Hi. We have a waeco dual voltage aircon which we use on the move if required and have not had any problems on hook up in greece and most of europe we also use a honda 2i geney when wild camping. a good peace of kit


----------



## duxdeluxe (Sep 2, 2007)

JohnsCrossMotorHomes said:


> Quite cheap at Cosco when they have them in stock and you can take anything back there for a full refund no questions asked even if you have had it five years!!
> 
> Peter


I could not possible condone this sort of thing (digs out Costco card ready for a visit to their lakeside store on monday)


----------



## teemyob (Nov 22, 2005)

*Air Con*

Hello,

I have in the past as an Air-Conditioning engineer advised against fitting habicon as it is expensive and heavy. We have as John Cross suggested in the past taken a portable when going to hot destinations. Problem with these is unless you you install a extraction vent and have a decent inverter you cannot use it on the move.
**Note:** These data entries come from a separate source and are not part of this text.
PR #1396, opened 2026-03-02
remove default certificate for tlsroute api

jcmoraisjr:
The default certificate configured for HTTP were leaking to non matching TLS routes, on a TLS only listener. It should deny and close the connection instead, before the TLS handshake, since:

1) there is no certificate to be sent to the client, and
2) HTTP is not a protocol to be used for a non matching TLS


ozhankaraman:
Hi Joao, do we plan to add tlsroute gateway api resource definition support on upcoming v0.16?

jcmoraisjr:
Hi, there's some basic support on TLSRoute on v0.16, give it a try, maybe it works on your use case. It is going to be fully compliant only on v0.17.

Issue #1367, opened 2026-02-05
Redundant option http-server-close in haproxy.tmpl - overridden by option http-keep-alive


ppieczynski:
In rootfs/etc/templates/haproxy/haproxy.tmpl (lines 167-168), the defaults section contains:
   ```
    option http-server-close
    option http-keep-alive
```
According to [HAProxy source code](https://github.com/haproxy/haproxy/blob/v2.6.0/src/cfgparse-listen.c#L1989), these HTTP mode options are mutually exclusive and override each other:

```
/* HTTP options override each other. They can be cancelled using
 * "no option xxx" which only switches to default mode if the mode
 * was this one (useful for cancelling options set in defaults
 * sections).
 */
```

Each option clears PR_O_HTTP_MODE flags before setting its own:

```
curproxy->options &= ~PR_O_HTTP_MODE;
curproxy->options |= PR_O_HTTP_KAL;  // or PR_O_HTTP_SCL
```

Current behavior:

Since option http-keep-alive comes after option http-server-close, only http-keep-alive is active. The http-server-close line has no effect.

Problem:
The generated HAProxy configuration is misleading. Users inspecting their config see both options and may incorrectly assume http-server-close is active (connections to backends are closed after each response). In reality, only http-keep-alive is in effect (persistent connections to backends).

This can lead to:
Incorrect assumptions about load balancing behavior
Confusion when debugging connection issues
False documentation of actual HAProxy behavior

Question:
Is http-keep-alive the intended mode? If so, the option http-server-close line should be removed.
Or was http-server-close intended (common for reverse proxies)? If so, http-keep-alive should be removed.

Expected behavior:
Only one HTTP mode option should be present in the template to avoid confusion and accurately reflect the actual HAProxy behavior.

jcmoraisjr:
Hey thanks for finding and reporting this gem. This is history, let me show you.

> https://github.com/jcmoraisjr/haproxy-ingress/blob/v0.1/rootfs/haproxy.tmpl

This is there since the very beginning, 10 years ago. From where did it come from?

> https://github.com/kubernetes-retired/contrib/blob/master/service-loadbalancer/template.cfg

I contributed to service-loadbalancer, and it was the project that inspired HAProxy Ingress.

---

History aside, lets get rid of the former, since the later is the one active today and looks like the best default option.

PR #1403, opened 2026-03-04
drop misplaced and noop http-server-close option

jcmoraisjr:
`option http-server-close` is incorrectly configured, just before a `option http-keep-alive` that makes it noop. Although this is there since the very beginning, 10y ago, we have no attachment to it, so lets remove.


jcmoraisjr:
#1367

Issue #1360, opened 2026-01-23
Certificate reading fails for certificates with trailing whitespace


DCkQ6:
## Description

HAProxy Ingress fails to read TLS certificates from Kubernetes secrets when the certificate data contains trailing whitespace after the last valid PEM block.

## Error Message

```
 INFO    converter    ingress/ingress.go:976    warning: using default certificate due to an error reading secret 'all-example-com' on Ingress 'my-ingress/example-com': no valid PEM formatted block found
```

## Steps to Reproduce

1. Create a Kubernetes TLS secret with a certificate that has trailing whitespace after the certificate block
2. Reference the certificate in an Ingress resource
3. Observe the error in controller logs

### Example

A certificate secret where `tls.crt` contains:
```
-----BEGIN CERTIFICATE-----
...certificate data...
-----END CERTIFICATE-----

```
(Note the trailing newline or whitespace)

## Expected Behavior

The controller should successfully parse certificates that have trailing whitespace after the last valid PEM block, as long as at least one valid PEM block was decoded. This is standard behavior for PEM parsers and matches the pattern used elsewhere in the codebase (e.g., `pkg/acme/x/acme/acme.go`).

## Actual Behavior

The controller fails with "no valid PEM formatted block found" error and falls back to the default certificate, even when a valid certificate was present in the data.

## Environment

- HAProxy Ingress version: v0.15.0
- Kubernetes version: v1.33.5

## Proposed Fix

The fix should allow trailing non-PEM data after at least one valid PEM block has been decoded. This is a common requirement for robust PEM parsing.

### Suggested Code Change

In `checkValidCertPEM()`:
```go
if block == nil {
    // If we've already decoded at least one valid certificate, allow trailing non-PEM data
    if x509crt != nil {
        break
    }
    return nil, fmt.Errorf("no valid PEM formatted block found")
}
```

Similar change should be applied to `checkValidPEM()` function:
```go
if block == nil {
    // If we've already decoded at least one valid block, allow trailing non-PEM data
    if der != nil {
        break
    }
    return nil, fmt.Errorf("no valid PEM formatted block found")
}
```

## Workaround

Manually clean the certificate data in the Kubernetes secret to remove any trailing whitespace or non-PEM data, or apply the fix manually.

jcmoraisjr:
Merged to v0.17, v0.16 and v0.15, new v0.17 later this week, v0.16 and v0.15 one week or so later.

PR #1405, opened 2026-03-05
improve validation of PEM data

jcmoraisjr:
Certificates and keys provided by the user are validated to avoid misconfigurations added to haproxy, leading it not to properly reload, and failing in a way hard to find the root cause.

Our validation however is failing to identify the end of a PEM encoded file: trailing spaces and line breaks are decoded, no new PEM block is found, and the whole validation fails.

This update is changing the way we finish the validation: it succeeds in case no more PEM data is found, but we already found what we were looking for.

### DIFF
--- a/pkg/controller/services/ssl.go
+++ b/pkg/controller/services/ssl.go
@@ -31,6 +31,7 @@ import (
 	"fmt"
 	"math/big"
 	"os"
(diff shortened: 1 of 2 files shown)


jcmoraisjr:
#1360

Issue #786, opened 2021-05-25
mTLS support without using sni


ndbemmanuel:
Is it possible to add support to have mutual TLS authentication without having SNI support.  We have deployed devices that need to have mutual TLS authentication and doesn’t support SNI.  We did get a somewhat working solution by having the following config :
```
bind-https: ":443 ssl crt /var/lib/haproxy/crt/sw0081-dev_sw0081-srv.pem.pem ca-file /var/lib/haproxy/cacerts/ca_sw0081-dev_sw0081-ca.pem.pem verify optional"

config-frontend
        http-request set-var(req.hostbackend) var(req.base),map_dir(/etc/haproxy/maps/_front_https_sni__prefix.map) if !{ var(req.hostbackend) -m found }
        acl tls-has-invalid-crt ssl_c_ca_err gt 0
        acl tls-has-invalid-crt ssl_c_err gt 0
        acl tls-need-crt hdr(host) -i -m str -f /etc/haproxy/maps/_front_tls_needcrt__exact.list
        acl tls-check-crt hdr(host)  -i -m str -f /etc/haproxy/maps/_front_tls_auth__exact.list
        http-request set-var(req.tls_invalidcrt_redir) str(_internal) if tls-has-invalid-crt tls-check-crt
```
In sort, it’s a copy the SNI config but applied to the host header field

But that solution has some problems:
- The container will crash before the required ingress rules are created with a file not found
- Modification of the ingress rules like adding a path prefix rule will break the fronted
- It is applied both to HTTP and HTTPS front end
- Depends of the internal working of the load balancer

Our suggestion:
- Have an option to ingress annotation would tell that the endpoint needs to be accessible using only the host header field.
  - Set the HTTPS binding to have verify optional
  - Configure the front end to validate both with and without the SNI
  - Configure the front end to find the correct back end with and without SNI

jcmoraisjr:
Iirc the details of this functionality, the SNI extension has three roles:

- choose a proper server certificate to the client;
- defines if mTLS should be used and use a proper CA bundle;
- if a client certificate is provided, guarantee that the client was properly authenticated before forward the request.

The first two options is a matter of configuring mTLS in the default backend, but HAProxy Ingress currently doesn't do this and I'll take care. The third and last option compares SNI and Host header if a certificate was provided, this behavior can be changed on behalf of a less secure deployment, which isn't a problem at all if all of your clients use the same CA bundle.

Is this approach useful in your use case?

[...]

PR #1408, opened 2026-03-06
configure CA for requests missing SNI

jcmoraisjr:
TLS handshake happens around the SNI extension provided by the client. It is used to choose an appropriate server certificate, defines if the server will accept a client certificate or even enforce that one is provided. None of this can happen if client does not provide SNI.

Older clients however don't support SNI at all, so their requests cannot have the benefit of a dedicated certificate and dedicated mTLS behavior. We already have default certificate for missing or unknown SNI, and this update includes the support for mTLS as well. In case a CA and optional CRL is provided, HAProxy asks an optional client certificate during the TLS handshake. If provided, all the SSL headers are populated just like in the SNI matching counterpart.

### DIFF
--- a/.github/actions/spelling/expect.txt
+++ b/.github/actions/spelling/expect.txt
@@ -238,7 +238,6 @@ intm
 invalidcrt
 IPHTTP
 iplist
-ipnode
 IPTCP
 IPVS
 ironashram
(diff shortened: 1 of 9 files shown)


jcmoraisjr:
#786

We have just returned from France where temperatures hit 43c inland and 37c on the cote d'azur. Problem was whilst me and a front seat passenger were fine up front with cab A/C the 6 passengers in the rear were roasting even with 2 fans going.
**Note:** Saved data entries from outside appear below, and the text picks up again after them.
Issue #1361, opened 2026-01-26
v0.15.1: Buggy behaviour when using regex & rewrite target


thorsten-frlncr:
# Description of the problem

Using `path-type: regex` in combination with `rewrite-target` cannot be used if your regex makes use of capture groups.

# Expected behavior

As haproxy applies `(.*)$` to the regex, it must reference it with the correct capture group id.

# Steps to reproduce the problem

With the following ingress manifest (snippets):
```
...
  annotations:
    haproxy-ingress.github.io/path-type: regex
    haproxy-ingress.github.io/rewrite-target: /\1\2
...
          - path: /test/(me/)(.*)$
            pathType: ImplementationSpecific
...
```
I get a backend configuration in haproxy.cfg:
```	
    http-request replace-path ^/test/(me/)(.*)$(.*)$       /\1\2\1
```

changing the ingress to 
```
...
  annotations:
    haproxy-ingress.github.io/path-type: regex
    haproxy-ingress.github.io/rewrite-target: /\1
...
          - path: /test/(me/)
            pathType: ImplementationSpecific
...
```
I consequently end up with
```
    http-request replace-path ^/test/(me/)(.*)$       /\1\1
```

# Environment information

HAProxy Ingress version: `v0.15.1`

# Note

This seems to be a bug? I am wondering if my use cases is that specific that it didn't come up before or if I am doing something wrong here?

heinrichJan:
Dear @thorsten-frlncr - thanks for opening up this issue! Im currently at the very same point with our work on ingress, so we ran into the same problem here. It would be great if we find a solution here :)

fleroy-isagri:
Hi,

I had the same problem

As a workaround, i use a configuration snippet : https://haproxy-ingress.github.io/docs/configuration/keys/#configuration-snippet

With the annotation `haproxy-ingress.github.io/config-backend`, it fixed the configuration to use.

For your example, it will be : 

```
    haproxy-ingress.github.io/config-backend: |
      http-request replace-path ^/test/(me/)(.*)$       /\1\2
```

heinrichJan:
Hi @fleroy-isagri  - unfortunately this doesnt work for me, any update in this topic ?

jcmoraisjr:
[...]

PR #1411, opened 2026-03-09
fix rewrite path handling for regex paths

jcmoraisjr:
Rewrite path were never revisited after implementing distinct path types. It is handling path match using `begin` match, although `prefix` differs slightly, `exact` has a big difference, and `regex` is a completely different approach.

This is the first of two distinct improvements. In this first step the classic behavior is maintained without any change for backward compatibility for `begin`, `prefix` and `exact`. However if path type is `regex`, we are completely skipping the rewrite handling, giving the user the ability to configure it the way they need.

Should be merged as far as v0.14.


jcmoraisjr:
#1361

I now intend to either fit a Truma Sapphire or adapt a quality portable to work in-motion.

Off to eat own words,
Trev.


----------



## duds (Sep 23, 2007)

I am very pleased with my DOMETIC roof mounted air con system. It has the advantage of blowing hot air as well which has been of great help this spring/summer in Britain and is a back up to the Truma/ gas/ electric air blown system also fitted by Autocruise. Mine came as a factory fitted option. It runs quietly on the lowest fan setting for warm or cold which I have found most sufficient. The system has an electronic handset for control. I thnk the cost is about £1200.


----------